— About this task —
Report each line of the records below that uses the word "true".

— Source material —
════════════════════
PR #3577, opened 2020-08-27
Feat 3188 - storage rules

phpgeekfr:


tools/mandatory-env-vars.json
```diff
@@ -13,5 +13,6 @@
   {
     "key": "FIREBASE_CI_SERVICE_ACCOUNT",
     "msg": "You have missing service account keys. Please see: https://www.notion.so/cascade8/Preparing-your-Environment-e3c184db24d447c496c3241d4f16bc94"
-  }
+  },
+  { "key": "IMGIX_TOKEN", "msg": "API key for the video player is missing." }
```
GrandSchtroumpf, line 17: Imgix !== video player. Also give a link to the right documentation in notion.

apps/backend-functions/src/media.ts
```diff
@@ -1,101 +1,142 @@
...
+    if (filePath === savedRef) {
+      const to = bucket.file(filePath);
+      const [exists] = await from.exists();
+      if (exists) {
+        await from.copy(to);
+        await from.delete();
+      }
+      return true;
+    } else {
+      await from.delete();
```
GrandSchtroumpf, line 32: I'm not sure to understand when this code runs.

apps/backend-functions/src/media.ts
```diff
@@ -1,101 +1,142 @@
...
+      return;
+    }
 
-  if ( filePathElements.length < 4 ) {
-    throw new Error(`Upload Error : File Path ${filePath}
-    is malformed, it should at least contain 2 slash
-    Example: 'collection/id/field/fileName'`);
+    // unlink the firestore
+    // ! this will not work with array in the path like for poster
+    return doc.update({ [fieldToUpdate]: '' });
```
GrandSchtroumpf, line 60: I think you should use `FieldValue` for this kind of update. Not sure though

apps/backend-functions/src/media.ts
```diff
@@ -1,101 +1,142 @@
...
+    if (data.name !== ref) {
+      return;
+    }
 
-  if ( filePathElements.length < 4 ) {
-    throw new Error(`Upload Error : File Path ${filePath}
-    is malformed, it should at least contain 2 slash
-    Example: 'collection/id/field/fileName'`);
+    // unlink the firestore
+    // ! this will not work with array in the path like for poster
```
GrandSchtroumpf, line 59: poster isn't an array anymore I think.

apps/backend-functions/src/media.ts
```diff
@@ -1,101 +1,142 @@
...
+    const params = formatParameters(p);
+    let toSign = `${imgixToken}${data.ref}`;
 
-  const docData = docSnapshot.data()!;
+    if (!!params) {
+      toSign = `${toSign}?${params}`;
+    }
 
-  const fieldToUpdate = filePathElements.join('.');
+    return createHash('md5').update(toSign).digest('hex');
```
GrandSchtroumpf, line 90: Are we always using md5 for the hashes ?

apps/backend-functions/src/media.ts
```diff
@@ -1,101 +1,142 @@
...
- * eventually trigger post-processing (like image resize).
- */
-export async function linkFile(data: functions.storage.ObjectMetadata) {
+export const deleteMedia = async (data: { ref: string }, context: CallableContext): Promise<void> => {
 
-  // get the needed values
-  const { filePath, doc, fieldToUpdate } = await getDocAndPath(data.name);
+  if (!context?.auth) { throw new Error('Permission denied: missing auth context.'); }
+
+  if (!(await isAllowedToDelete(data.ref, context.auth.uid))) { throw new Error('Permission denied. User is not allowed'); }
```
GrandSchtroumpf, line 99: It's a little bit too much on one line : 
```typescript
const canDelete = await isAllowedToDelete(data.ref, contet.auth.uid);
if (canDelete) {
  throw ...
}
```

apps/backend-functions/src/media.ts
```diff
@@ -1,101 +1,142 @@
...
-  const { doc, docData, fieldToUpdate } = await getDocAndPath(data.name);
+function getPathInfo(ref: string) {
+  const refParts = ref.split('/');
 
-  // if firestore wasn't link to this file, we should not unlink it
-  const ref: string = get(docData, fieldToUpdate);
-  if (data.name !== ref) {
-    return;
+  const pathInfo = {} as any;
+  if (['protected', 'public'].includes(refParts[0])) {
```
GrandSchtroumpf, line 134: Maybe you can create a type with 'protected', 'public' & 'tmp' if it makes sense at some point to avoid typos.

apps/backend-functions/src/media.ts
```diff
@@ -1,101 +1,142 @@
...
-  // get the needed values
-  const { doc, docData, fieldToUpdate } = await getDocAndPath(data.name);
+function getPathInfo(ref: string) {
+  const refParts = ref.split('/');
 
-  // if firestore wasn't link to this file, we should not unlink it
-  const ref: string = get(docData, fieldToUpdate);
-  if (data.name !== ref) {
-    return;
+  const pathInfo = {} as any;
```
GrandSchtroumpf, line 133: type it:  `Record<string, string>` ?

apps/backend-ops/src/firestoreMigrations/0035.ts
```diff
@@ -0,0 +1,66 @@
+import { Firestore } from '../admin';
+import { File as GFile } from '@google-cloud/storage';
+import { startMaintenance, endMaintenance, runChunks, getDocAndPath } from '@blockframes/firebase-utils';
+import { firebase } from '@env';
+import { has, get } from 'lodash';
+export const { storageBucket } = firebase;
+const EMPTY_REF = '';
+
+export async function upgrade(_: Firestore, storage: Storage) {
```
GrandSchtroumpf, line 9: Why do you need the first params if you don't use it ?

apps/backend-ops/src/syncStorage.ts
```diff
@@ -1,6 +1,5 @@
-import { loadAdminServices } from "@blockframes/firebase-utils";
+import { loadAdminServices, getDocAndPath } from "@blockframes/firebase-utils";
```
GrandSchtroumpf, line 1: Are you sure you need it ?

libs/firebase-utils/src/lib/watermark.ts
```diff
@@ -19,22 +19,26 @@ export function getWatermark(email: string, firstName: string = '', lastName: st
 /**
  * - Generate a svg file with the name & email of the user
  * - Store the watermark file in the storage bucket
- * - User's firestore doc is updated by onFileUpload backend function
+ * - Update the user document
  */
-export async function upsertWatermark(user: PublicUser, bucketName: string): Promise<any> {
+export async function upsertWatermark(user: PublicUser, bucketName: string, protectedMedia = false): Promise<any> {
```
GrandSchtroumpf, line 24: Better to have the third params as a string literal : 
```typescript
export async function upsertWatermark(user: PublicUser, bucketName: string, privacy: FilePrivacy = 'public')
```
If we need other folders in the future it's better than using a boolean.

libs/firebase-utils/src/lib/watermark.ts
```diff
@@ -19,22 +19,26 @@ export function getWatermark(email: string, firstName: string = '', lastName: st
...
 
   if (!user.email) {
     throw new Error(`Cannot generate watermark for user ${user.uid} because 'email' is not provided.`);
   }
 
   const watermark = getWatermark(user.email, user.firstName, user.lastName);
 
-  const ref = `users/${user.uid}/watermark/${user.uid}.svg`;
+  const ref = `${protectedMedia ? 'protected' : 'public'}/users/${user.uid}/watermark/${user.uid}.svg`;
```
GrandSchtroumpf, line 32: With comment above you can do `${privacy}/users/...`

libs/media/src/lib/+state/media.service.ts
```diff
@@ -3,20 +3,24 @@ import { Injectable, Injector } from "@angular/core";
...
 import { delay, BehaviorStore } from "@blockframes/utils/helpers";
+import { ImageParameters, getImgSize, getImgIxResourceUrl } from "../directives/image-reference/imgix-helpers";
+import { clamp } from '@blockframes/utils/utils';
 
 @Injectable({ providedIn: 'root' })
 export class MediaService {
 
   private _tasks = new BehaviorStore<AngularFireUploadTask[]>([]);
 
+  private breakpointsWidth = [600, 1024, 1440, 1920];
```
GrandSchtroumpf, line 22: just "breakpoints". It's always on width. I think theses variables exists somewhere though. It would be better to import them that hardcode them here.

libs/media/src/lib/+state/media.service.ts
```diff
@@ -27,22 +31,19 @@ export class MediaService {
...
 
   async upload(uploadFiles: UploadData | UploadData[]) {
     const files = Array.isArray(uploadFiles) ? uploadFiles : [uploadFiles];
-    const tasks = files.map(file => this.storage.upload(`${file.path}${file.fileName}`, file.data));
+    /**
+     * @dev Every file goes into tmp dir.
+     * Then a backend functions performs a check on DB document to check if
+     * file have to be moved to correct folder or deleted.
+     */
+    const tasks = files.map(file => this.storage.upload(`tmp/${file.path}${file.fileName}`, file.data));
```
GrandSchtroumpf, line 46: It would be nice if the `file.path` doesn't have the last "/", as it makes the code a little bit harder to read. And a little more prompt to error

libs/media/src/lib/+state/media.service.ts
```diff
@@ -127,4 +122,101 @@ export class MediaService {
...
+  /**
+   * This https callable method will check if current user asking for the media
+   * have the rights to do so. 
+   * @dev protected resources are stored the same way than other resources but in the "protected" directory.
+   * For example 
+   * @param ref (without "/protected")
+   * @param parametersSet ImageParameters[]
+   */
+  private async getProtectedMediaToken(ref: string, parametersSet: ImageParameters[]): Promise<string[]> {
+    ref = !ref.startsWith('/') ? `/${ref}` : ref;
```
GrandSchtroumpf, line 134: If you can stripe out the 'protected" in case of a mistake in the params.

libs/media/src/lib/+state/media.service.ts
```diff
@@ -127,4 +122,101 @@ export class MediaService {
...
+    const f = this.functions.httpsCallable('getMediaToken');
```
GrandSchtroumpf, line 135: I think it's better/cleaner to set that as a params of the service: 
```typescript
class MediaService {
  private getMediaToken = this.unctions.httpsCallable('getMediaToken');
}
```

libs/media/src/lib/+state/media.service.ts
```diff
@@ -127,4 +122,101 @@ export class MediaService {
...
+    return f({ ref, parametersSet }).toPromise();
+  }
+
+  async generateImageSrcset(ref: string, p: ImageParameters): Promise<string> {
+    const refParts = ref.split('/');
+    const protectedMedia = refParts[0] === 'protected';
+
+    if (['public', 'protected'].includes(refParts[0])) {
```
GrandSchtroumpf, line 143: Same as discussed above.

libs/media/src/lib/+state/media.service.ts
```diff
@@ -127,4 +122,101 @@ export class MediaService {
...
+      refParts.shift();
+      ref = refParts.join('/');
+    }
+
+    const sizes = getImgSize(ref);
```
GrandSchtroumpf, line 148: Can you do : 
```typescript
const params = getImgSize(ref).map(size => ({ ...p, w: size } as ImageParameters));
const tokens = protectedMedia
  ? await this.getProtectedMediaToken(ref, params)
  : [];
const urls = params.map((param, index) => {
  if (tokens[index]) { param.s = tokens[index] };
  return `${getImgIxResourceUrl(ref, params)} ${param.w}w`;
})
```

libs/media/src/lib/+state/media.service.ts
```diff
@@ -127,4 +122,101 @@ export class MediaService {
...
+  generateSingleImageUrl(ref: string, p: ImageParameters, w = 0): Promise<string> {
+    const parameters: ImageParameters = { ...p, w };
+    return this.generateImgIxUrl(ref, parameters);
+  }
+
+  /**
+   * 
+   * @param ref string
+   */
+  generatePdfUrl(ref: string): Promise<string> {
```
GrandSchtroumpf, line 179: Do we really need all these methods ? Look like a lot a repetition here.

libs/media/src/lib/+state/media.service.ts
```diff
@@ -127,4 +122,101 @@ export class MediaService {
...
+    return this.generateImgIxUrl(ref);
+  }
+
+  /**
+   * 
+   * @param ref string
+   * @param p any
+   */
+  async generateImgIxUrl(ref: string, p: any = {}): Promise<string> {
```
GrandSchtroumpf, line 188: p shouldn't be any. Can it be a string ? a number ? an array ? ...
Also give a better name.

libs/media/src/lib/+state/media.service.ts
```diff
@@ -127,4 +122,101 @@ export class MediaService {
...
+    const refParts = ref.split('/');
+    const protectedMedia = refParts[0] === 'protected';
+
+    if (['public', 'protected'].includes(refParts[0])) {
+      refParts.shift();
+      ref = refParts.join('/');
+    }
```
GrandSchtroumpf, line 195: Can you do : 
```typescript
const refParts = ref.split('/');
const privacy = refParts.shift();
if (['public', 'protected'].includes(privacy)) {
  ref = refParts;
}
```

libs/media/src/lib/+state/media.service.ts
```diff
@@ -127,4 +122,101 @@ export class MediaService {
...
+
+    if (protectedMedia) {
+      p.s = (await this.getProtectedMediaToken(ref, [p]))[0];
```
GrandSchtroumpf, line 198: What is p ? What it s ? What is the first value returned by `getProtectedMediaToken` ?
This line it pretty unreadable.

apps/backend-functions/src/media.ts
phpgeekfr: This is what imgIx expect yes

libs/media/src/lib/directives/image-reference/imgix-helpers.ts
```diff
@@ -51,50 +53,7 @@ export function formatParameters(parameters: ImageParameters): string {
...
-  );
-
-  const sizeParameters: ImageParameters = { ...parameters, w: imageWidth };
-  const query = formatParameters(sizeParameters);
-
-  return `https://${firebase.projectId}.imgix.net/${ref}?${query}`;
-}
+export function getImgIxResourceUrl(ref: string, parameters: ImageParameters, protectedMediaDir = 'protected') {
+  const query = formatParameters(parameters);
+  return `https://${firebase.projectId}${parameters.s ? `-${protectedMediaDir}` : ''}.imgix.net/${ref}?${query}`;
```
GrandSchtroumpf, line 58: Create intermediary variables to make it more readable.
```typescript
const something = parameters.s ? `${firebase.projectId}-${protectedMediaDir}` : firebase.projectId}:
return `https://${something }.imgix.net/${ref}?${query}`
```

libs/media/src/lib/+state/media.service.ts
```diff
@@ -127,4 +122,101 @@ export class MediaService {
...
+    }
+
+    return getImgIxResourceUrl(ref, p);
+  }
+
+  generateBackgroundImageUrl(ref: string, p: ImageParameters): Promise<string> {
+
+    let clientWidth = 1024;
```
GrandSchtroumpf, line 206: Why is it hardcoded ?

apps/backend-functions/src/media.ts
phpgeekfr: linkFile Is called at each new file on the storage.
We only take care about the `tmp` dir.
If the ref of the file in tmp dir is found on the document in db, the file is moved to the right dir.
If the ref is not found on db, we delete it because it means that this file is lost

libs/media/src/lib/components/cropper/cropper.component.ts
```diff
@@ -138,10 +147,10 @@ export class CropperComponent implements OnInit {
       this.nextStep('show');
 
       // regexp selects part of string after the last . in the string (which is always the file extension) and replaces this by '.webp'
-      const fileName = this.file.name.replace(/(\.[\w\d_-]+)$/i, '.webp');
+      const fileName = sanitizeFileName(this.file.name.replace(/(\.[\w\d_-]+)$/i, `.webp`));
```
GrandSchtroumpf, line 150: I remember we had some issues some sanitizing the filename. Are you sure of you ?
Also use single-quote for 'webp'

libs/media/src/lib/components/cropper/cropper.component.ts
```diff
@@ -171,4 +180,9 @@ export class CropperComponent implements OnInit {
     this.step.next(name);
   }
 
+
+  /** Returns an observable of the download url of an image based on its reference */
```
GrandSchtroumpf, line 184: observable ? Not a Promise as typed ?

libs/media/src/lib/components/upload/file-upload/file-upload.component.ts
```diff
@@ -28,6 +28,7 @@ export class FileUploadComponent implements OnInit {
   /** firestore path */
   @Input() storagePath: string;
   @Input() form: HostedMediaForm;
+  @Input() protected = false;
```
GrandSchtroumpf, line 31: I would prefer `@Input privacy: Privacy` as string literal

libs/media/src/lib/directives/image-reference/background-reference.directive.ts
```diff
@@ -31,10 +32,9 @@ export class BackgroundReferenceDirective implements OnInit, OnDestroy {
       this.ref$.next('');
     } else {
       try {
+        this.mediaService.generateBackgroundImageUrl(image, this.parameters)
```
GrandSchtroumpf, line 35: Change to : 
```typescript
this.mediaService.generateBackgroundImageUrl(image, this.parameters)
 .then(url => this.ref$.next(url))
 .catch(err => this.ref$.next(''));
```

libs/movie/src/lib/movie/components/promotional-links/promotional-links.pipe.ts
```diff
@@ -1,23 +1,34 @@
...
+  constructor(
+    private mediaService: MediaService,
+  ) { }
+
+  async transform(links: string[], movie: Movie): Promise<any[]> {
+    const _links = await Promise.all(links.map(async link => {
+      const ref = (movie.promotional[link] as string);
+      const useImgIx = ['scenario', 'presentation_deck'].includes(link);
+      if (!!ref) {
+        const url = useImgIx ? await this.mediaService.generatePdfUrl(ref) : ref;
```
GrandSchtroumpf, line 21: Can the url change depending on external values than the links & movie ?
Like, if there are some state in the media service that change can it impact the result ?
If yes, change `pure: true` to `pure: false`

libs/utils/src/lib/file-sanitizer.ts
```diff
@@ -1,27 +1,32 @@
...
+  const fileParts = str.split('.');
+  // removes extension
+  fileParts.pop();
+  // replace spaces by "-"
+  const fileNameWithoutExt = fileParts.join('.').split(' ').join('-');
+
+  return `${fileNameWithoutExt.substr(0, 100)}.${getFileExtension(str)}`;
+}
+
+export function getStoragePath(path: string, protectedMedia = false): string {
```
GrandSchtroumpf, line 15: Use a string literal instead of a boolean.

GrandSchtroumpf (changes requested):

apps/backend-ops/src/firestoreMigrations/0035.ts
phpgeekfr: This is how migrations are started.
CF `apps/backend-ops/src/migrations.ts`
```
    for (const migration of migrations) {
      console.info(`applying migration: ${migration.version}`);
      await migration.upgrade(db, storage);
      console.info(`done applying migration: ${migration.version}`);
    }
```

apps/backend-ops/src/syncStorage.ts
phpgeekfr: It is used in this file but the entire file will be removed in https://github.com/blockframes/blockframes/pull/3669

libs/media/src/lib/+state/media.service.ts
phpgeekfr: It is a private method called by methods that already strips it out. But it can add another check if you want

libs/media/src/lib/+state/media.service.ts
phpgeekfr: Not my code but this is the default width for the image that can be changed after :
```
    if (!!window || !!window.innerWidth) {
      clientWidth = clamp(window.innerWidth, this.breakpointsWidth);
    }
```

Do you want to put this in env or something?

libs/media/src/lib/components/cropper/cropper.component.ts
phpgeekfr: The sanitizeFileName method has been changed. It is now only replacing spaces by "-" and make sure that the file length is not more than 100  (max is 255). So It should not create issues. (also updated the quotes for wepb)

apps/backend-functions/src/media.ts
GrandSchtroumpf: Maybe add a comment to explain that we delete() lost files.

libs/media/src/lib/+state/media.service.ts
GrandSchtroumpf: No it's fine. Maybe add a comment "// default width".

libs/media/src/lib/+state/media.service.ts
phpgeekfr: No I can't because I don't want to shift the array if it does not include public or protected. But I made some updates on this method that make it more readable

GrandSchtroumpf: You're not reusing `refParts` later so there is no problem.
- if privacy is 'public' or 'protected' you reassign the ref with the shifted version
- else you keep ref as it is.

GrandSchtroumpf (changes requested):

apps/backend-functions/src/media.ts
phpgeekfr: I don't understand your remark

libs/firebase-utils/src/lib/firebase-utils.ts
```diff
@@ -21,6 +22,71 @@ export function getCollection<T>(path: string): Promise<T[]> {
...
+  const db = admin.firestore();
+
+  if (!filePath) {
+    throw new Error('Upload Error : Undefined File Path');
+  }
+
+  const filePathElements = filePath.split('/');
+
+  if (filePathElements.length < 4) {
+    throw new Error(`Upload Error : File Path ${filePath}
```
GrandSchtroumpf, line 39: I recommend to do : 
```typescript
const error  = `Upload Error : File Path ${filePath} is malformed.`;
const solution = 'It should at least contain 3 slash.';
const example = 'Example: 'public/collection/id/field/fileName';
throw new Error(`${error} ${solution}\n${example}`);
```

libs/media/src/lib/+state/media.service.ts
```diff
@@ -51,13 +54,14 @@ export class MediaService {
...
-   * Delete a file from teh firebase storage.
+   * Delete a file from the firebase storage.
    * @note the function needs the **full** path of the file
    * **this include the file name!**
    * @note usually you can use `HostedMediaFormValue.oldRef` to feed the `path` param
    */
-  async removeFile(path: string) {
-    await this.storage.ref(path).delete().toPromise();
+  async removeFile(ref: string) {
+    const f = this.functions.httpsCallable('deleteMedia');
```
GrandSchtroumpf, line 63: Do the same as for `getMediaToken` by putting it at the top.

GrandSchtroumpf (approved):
════════════════════
— Solution for this task —
+      return true;
If yes, change `pure: true` to `pure: false`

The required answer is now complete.